Il y a des jours comme ça où on se désabuse pour plonger dans les tréfonds de l'être ; des jours où l'on voudrait abandonner son ipséité pour s'évanouir dans un magma informe et indolore,  pour se soustraire à la peur et la douleur, mais rien n'y fait. On garde l'illusion qu'un peu de chaleur suffit à lénifier ce qui navre le corps, que des mots peuvent arracher le dard de la souffrance et on traverse le jour. Ni spectre, ni vivant.

Il y a des jours comme ça où la poésie se délite, où les maux imprègnent chaque pore de la vie, chaque atome du corps. Où le feu contre lequel on se blottit brûle la chair sans éloigner le froid qui fige le sang. Les couvertures ne sont plus un rempart, ni la couche un lieu de repos. Et les voix entendues, telles des rayons de lune effleurant la surface du lac sans pouvoir apaiser les remouds provoqués par le vent et la pluie, se tiennent sur la frange du jour, immobiles, comme un souffle présent mais qui serait sans force pour soulever le voile.

Il y a des jours où le bleu des cieux ne descend pas jusqu'ici bas, où on voit bien le rayon d'argent transpercer la surface mais on est bien trop loin au fond ; des jours où le matin a extirpé la lumière de la nuit, où on a cru se lever et s'animer pour découvrir que le corps gît toujours, tel un pantin sans force ni volonté.

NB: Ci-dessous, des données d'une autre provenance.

PR #2303, opened 2019-04-07
tcpaccept/tcpconnect: use PID not TID

brendangregg:


brendangregg:
hang on, fixing something...

brendangregg:
ok, that's better. tcpconnect uses both the pid for printing and filtering, and the tid as a thread-ID.

PR #2311, opened 2019-04-12
man: remove duplicated description of '-f' option from offcputime.8

ao2:
In commit 66bf2e8e (offcputime: one symbol cache per process, improve
pid/tid handling, 2016-07-31) the '-f' option was documented again
probably with the intent of following the order of options in the
synopsis, but it was already documented.

Remove the fist instance and keep the new one to follow the same order
of the synopsis, but use the original description.


yonghong-song:
[buildbot, test this please]

PR #2312, opened 2019-04-12
loader: Add support for reading kernel headers from /proc

joelagnel:
BCC right now relies on the filesystem to have kernel headers however
this is quite a hindrance to embedded and Android systems, and even
distros that may not have the kernel headers for the running kernel.
This patch makes use of the new /proc/kheaders.tar.xz archive that is
proposed upstream: https://lore.kernel.org/patchwork/patch/1059427/

The approach involves creating a temporary directory containing the
headers and compiling from there. It is used as a last resort if headers
could not be found by other means.

Testing shows this adds around 400ms to start up time of BCC, however
the cost is 0 if the headers already exists in /lib. For
Android/embedded systems, the cost of 400ms is acceptable considering
otherwise the tools just remain broken. A clang virtual filesystem
approach was suggested on LKML, however such an approach does not add
benefit since most of the time goes in tarball extraction and
decompression which would have to be done in either way.

Signed-off-by: Joel Fernandes (Google) <joel@joelfernandes.org>

### DIFF
--- a/src/cc/frontends/clang/kbuild_helper.cc
+++ b/src/cc/frontends/clang/kbuild_helper.cc
@@ -13,9 +13,15 @@
  * See the License for the specific language governing permissions and
  * limitations under the License.
  */
+#include <fstream>
+#include <iostream>
+
+#include <dirent.h>
 #include <fcntl.h>
 #include <stdlib.h>
-#include <iostream>
+#include <sys/utsname.h>
+#include <unistd.h>
+
 #include "kbuild_helper.h"
 
 namespace ebpf {
@@ -105,6 +111,84 @@ int KBuildHelper::get_flags(const char *uname_machine, vector<string> *cflags) {
   cflags->push_back("-fno-stack-protector");
 
   return 0;
+}
+
+static inline int file_exists(const char *f)
+{
+  struct stat buffer;
+  return (stat(f, &buffer) == 0);
+}
+
+static inline int proc_kheaders_exists(void)
+{
+  return file_exists(PROC_KHEADERS_PATH);
+}
+
+static inline int extract_kheaders(const std::string &dirpath,
+                                   const struct utsname &uname_data)
+{
+  char tar_cmd[256], dirpath_tmp[256];
+  int ret;
+  bool module = false;
+
+  if (!proc_kheaders_exists()) {
+    ret = system("modprobe kheaders");
+    if (ret)
+      return ret;
+    module = true;
+    if (!proc_kheaders_exists()) {
+      ret = -1;
+      goto cleanup;
+    }
+  }
+
+  snprintf(dirpath_tmp, 256, "/tmp/kheaders-%s-XXXXXX", uname_data.release);
+  if (mkdtemp(dirpath_tmp) == NULL) {
+    ret = -1;
+    goto cleanup;
+  }
+
+  snprintf(tar_cmd, 256, "tar -xf %s -C %s", PROC_KHEADERS_PATH, dirpath_tmp);
+  ret = system(tar_cmd);
+  if (ret) {
+    system(("rm -rf " + std::string(dirpath_tmp)).c_str());
+    goto cleanup;
+  }
+
+  /*
+   * If the new directory exists, it could have raced with a parallel
+   * extraction, in this case just delete the old directory and ignore.
+   */
+  ret = rename(dirpath_tmp, dirpath.c_str());
+  if (ret)
+    ret = system(("rm -rf " + std::string(dirpath_tmp)).c_str());
+
+cleanup:
+  if (module) {
+    int ret1 = system("rmmod kheaders");
+    if (ret1)
+      return ret1;
+  }
+
+  return ret;
+}
+
+int get_proc_kheaders(std::string &dirpath)
+{
+  struct utsname uname_data;
+  char dirpath_tmp[256];
+
+  if (uname(&uname_data))
+    return -errno;
+
+  snprintf(dirpath_tmp, 256, "/tmp/kheaders-%s", uname_data.release);
+  dirpath = std::string(dirpath_tmp);
+
+  if (file_exists(dirpath_tmp))
+    return 0;
+
+  // First time so extract it
+  return extract_kheaders(dirpath, uname_data);
 }
 
 }  // namespace ebpf
--- a/src/cc/frontends/clang/kbuild_helper.h
+++ b/src/cc/frontends/clang/kbuild_helper.h
@@ -21,6 +21,8 @@
 #include <errno.h>
 #include <ftw.h>
 
+#define PROC_KHEADERS_PATH "/proc/kheaders.tar.xz"
+
 namespace ebpf {
 
 struct FileDeleter {
@@ -101,4 +103,5 @@ class KBuildHelper {
   bool has_source_dir_;
 };
 
+int get_proc_kheaders(std::string &dir);
 }  // namespace ebpf
--- a/src/cc/frontends/clang/loader.cc
+++ b/src/cc/frontends/clang/loader.cc
@@ -120,6 +120,7 @@ int ClangLoader::parse(unique_ptr<llvm::Module> *mod, TableStorage &ts,
   const char *version_override = ::getenv("BCC_LINUX_VERSION_CODE");
   bool has_kpath_source = false;
   string vmacro;
+  std::string tmpdir;
 
   if (kpath_env) {
     kpath = string(kpath_env);
@@ -128,6 +129,13 @@ int ClangLoader::parse(unique_ptr<llvm::Module> *mod, TableStorage &ts,
     auto kernel_path_info = get_kernel_path_info(kdir);
     has_kpath_source = kernel_path_info.first;
     kpath = kdir + "/" + kernel_path_info.second;
+  }
+
+  // If all attempts to obtain kheaders fail, check for /proc/kheaders.tar.xz
+  if (!is_dir(kpath)) {
+    int ret = get_proc_kheaders(tmpdir);
+    if (!ret)
+      kpath = tmpdir;
   }
 
   if (flags_ & DEBUG_PREPROCESSOR)


yonghong-song:
[buildbot, test this please]

src/cc/frontends/clang/kbuild_helper.cc
```diff
@@ -107,4 +107,54 @@ int KBuildHelper::get_flags(const char *uname_machine, vector<string> *cflags) {
...
+  if (!proc_kheaders_exists()) {
+    ret = system("modprobe kheaders");
+    if (ret)
+      return ret;
+    if (!proc_kheaders_exists())
+      return -1;
+    module = true;
+  }
+
+  ret = system("rm -rf /tmp/proc-headers-*");
```
4ast: what happens when multiple bcc scripts run at the same time? a race to extract/rm ?
shouldn't all bcc scripts reuse single dir?

joelagnel: yes you're right, I missed that. They could race. I will try such scenarios and fix, thanks

joelagnel:
Sorry about the libbpf submodule change in my PR, will fix that.

src/cc/frontends/clang/kbuild_helper.cc
joelagnel: I will come with an approach that tries to reuse a single directory, but in the worst case could have  different directories if there are multiple processes trying to do extraction at the same time. In the most common case, only a single directory will be used even for racing tasks. Since its only a single /tmp directory now, clean up will be left to be handled automatically by the system (such as reboot).  Does that sound Ok to you?

joelagnel:
@4ast I address all the comments you had, please take a look, thanks

joelagnel:
Corresponding kernel patch is here:
https://lkml.org/lkml/2019/4/12/847
Masahiro Yamada provided a Reviewed-by tag for the latest version ( v7 ).

src/cc/frontends/clang/kbuild_helper.cc
```diff
@@ -107,4 +109,78 @@ int KBuildHelper::get_flags(const char *uname_machine, vector<string> *cflags) {
...
+  }
+  return ret;
+}
+
+int get_proc_kheaders(std::string &dirpath)
+{
+  // Check if kheaders already exist and reuse it
+  DIR *dir;
+  struct dirent *ent;
+  if ((dir = opendir("/tmp/")) != NULL) {
```
4ast: that doesn't work for systems with multiple kernels and corresponding kernel headers installed.
The host may reboot into a different kernel and wrong headers will be picked up.
I suggest to use a fingerprint of /proc/kheaders.tar.xz and extract it into fixed location like:
/tmp/proc-kheaders-sha1(kheaders.txz)/

joelagnel: I can do that, but my thought was the /tmp directory is cleaned up after a reboot anyway and if a new kernel is installed, then a reboot is needed. The clearing may not be the default though on all systems...

I can do the md5 approach you suggested.. Thanks.

4ast: bcc is already using sha1 for such fingerprinting purpose. See bpf_prog_compute_tag.
Another alternative is to use uname -r plus some other property of kheaders file as part of the dir.

joelagnel: When trying to use the code in `bpf_prog_compute_tag`, I get:
```
sha1 socket not available Address family not supported by protocol
```
I am worried this is due to missing kernel support and will break on Android.  We do have md5sum binary available on the filesystem, so I will just call that binary. md5sum is pretty universal in my experience.

joelagnel:
Updated PR with using md5sum to calculate hash of /proc/kheaders. Verified that booting into a new kernel created a new extraction, and not booting into new one reused the previously extracted one.

I did not post a v8 of the [kernel patch](https://lkml.org/lkml/2019/4/12/847) because the only thing for v8 is to add Masahiro's Reviewed-by tag which he previous gave.
If you want me to repost it with his tag, please let me know. (I am assuming you are going to be pulling it). Thanks a lot.

src/cc/frontends/clang/kbuild_helper.cc
4ast: and how subsequent bcc run will know the directory name? every time it tries to compile bpf prog it will do md5sum of /proc/kheader.tar.xz ? I think we need a cheaper way to construct dirname.

joelagnel: Subsequent run does a strstr search of kheaders-<hash> in /tmp. The file being hashed is in memory, md5sum is very fast in my tests - just 14-15ms ; which is a negligible cost.

4ast: > file being hashed is in memory

don't quite follow.
when /tmp/kheaders-TBD is present bcc shouldn't be loading kmod, reading /proc/kheader and doing md5sum on it. modprobe is not a cheap operation.
May be just uname -r is enough.
Or uname -r plus crc of /proc/config.gz That should give stable dir without modprobe of kheaders

joelagnel: Ok. I agree that's better. I will rework patches accordingly and resend.

anakryiko: Instead of relying on marker file ("/extracted") and doing reading /tmp (which can be pretty big, my devmachine has 8500 files right now, and it's not the max), why not atomically rename "kheaders-<sha>-<rndsuffix>" into a "canonical" "kheaders-<sha>" folder. Then the presence of this well-defined directory would be a marker of success. And then even in case of race, we'll end up still having just one directory with good contents. Do you think it will work?

joelagnel: I don't see a benefit of such approach , tbh, my current approach works so I'm happy with it. You could post a follow up patch if you want with your approach to discuss your idea, once my patch is merged.

src/cc/frontends/clang/kbuild_helper.cc
```diff
@@ -107,4 +113,107 @@ int KBuildHelper::get_flags(const char *uname_machine, vector<string> *cflags) {
...
+    if (!proc_kheaders_exists())
+      return -1;
+    module = true;
+  }
+
+  snprintf(dirpath1, 256, "/tmp/kheaders-%s-XXXXXX", hash.c_str());
+  dirpath = std::string(dirpath1);
+
+  if (mkdtemp((char *)dirpath.data()) == NULL)
+    return -1;
```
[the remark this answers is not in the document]
joelagnel: thanks, fixed

joelagnel:
@4ast implemented with uname suggestion, all looks good with my testing. Please take a look, thanks

src/cc/frontends/clang/kbuild_helper.cc
anakryiko: As I see it, your current approach has two downsides:
1. It requires iterating over all contents of /tmp directory, which might be slow, depending on the state of /tmp on user's host. It's also unnecessarily pollutes kernel's dentry/inode cache. And it's just a bunch of code that can be eliminated.
2. I know you are aware, as you mentioned this possibility above, but it still has races and can leave multiple directories with uncompressed headers. By doing atomic rename, there is still race, but it won't leave extra directories lying around.
Both seem to be pretty clear disadvantages, which could be easily avoided.

joelagnel: Ok I think I know what you mean. But it still has the disadvantage that during a race, there may be 2 rename attempts and the failure of one of them will have to be special-handled. I revised these patches 4-5 times and I am currently approaching a burn out :) I prefer any future such extensions as you propose, can be worked on top of this patch, since I don't see the drawbacks you mentioned as anything major. The race is quite rare, and in the such an event, the only cost is an extra extraction. So I don't see a big benefit. I don't mind seeing if I can work on that as a follow-up patch (unless you can), but I don't see the benefit of doing it in this patch other than being for bike-shedding.

@4ast are you Ok with this patch now as-is ?

4ast: @joelagnel I'm confused why mktemp and readdir are still in the patch.
I thought we agreed on stable name:
/tmp/kheaders-`uname -r`-`crc of /proc/config.gz`

joelagnel: @4ast because if 2 instances of a tool are running, then they may try to extract at the same time to same directory and can cause issues. The parallel extractions need to happen in their own tmp directories. The only way around that is to use a lock file or something.. does that make sense?

Also I prefer to just stick to /tmp/kheaders-uname and not to take CRC of /proc/config.gz because that may break if IKCONFIG is disabled in the .config. Let me know if you have any objection to anything I said.

4ast: to solve two parallel untars how about let it extract into temp directory and then rename into a dir with stable name? If rename fails we just rm that untared dir that lost the race.
if we assume that /tmp is cleaned on every reboot then /tmp/kheaders-uname is fine.

joelagnel: Yes, ok, I will do that. So the plan is mktemp into a directory, and then rename it to a stable one. If the rename fails, then just delete the directory. I will do that then and update the PR, thanks.

joelagnel:
@anakryiko @4ast Implemented based on ideas we discussed in this thread. Looks ok now?

src/cc/frontends/clang/kbuild_helper.cc
```diff
@@ -107,4 +113,81 @@ int KBuildHelper::get_flags(const char *uname_machine, vector<string> *cflags) {
...
+  struct stat buffer;
+  return (stat(f, &buffer) == 0);
+}
+
+static inline int proc_kheaders_exists(void)
+{
+  return file_exists(PROC_KHEADERS_PATH);
+}
+
+static inline int extract_kheaders(std::string &dirpath, struct utsname &uname_data)
```
anakryiko: nit: const std::string& ? same for uname_data

src/cc/frontends/clang/kbuild_helper.cc
```diff
@@ -107,4 +113,81 @@ int KBuildHelper::get_flags(const char *uname_machine, vector<string> *cflags) {
...
+    system(("rm -rf " + std::string(dirpath_tmp)).c_str());
+    goto cleanup;
+  }
+
+  /*
+   * If the new directory exists, it could have raced with a parallel
+   * extraction, in this case just delete the old directory and ignore.
+   */
+  ret = rename(dirpath_tmp, dirpath.c_str());
+  if (ret)
```
anakryiko: if ret is ENOTEMPTY or EEXIST then we shouldn't return error from extract_kheaders, because kernel headers were actually successfully extracted, right? Otherwise loader won't use those headers in loader.cc:137 below.

src/cc/frontends/clang/kbuild_helper.h
```diff
@@ -101,4 +103,5 @@ class KBuildHelper {
   bool has_source_dir_;
 };
 
+int get_proc_kheaders(std::string &dir);
```
anakryiko: const?

src/cc/frontends/clang/kbuild_helper.cc
joelagnel: No. ret is overwritten by the following rm, see below

src/cc/frontends/clang/kbuild_helper.cc
joelagnel: ok

src/cc/frontends/clang/kbuild_helper.h
joelagnel: no, this function writes to dir

joelagnel:
Update extract_kheaders arguments to const

src/cc/frontends/clang/kbuild_helper.cc
anakryiko: Ah, you are right, sorry, I missed that.

src/cc/frontends/clang/kbuild_helper.h
anakryiko: oh, it's output parameter, ignore me :)

src/cc/frontends/clang/kbuild_helper.h
```diff
@@ -21,6 +21,8 @@
 #include <errno.h>
 #include <ftw.h>
 
+#define PROC_KHEADERS_PATH "/proc/kheaders.tar.xz"
```
4ast: I thought lkml requested /sys/kernel/tracing/ instead?
The rest looks good.
let's land it when that bit is certain.

joelagnel: I think there was no agreement on that and any location seemed ok. How do we resolve this decision?

yonghong-song: From what I read, to relieve Olof's concerns, /sys/ directory (not sure about /sys/kernel/tracing) is preferred? It looks a a few other folks like Steve is also on board on this.

joelagnel: Ok. It's a confusing discussion. I guess will target sys/kernel/ and resend then.. wdyt? Greg kh was on board with that. thanks.

joelagnel: Since Greg gave a reviewed by tag, I think he's onboard with proc as well.  What do you guys prefer? If proc, is ok please give Ack or Reviewed-by tag on lkml posting. Thanks!

yonghong-song:
Sounds good. Let me do a test and then if everything is okay, will merge it.

yonghong-song:
[buildbot, test this please]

Il y a des jours où on voudrait s'ancrer pour stopper la dérive mais l'encre noircit les pensées et on ne sait plus où on est. Des jours où le silence n'est plus qu'absence. Absence de cris, absence de bruit et on entend plus les pleurs ni la douleur, juste ces cœurs qui ont cessé de battre. Là-bas quelque part en orient, dans la poussière et les flammes, à Alep, à Mossoul. Ailleurs, sous la mitraille ou dans le froid avalés par l'inhumanité.

Il y a des jours comme ça où tu n'es juste pas là. Mais peut-être que c'est moi qui me suis absentée.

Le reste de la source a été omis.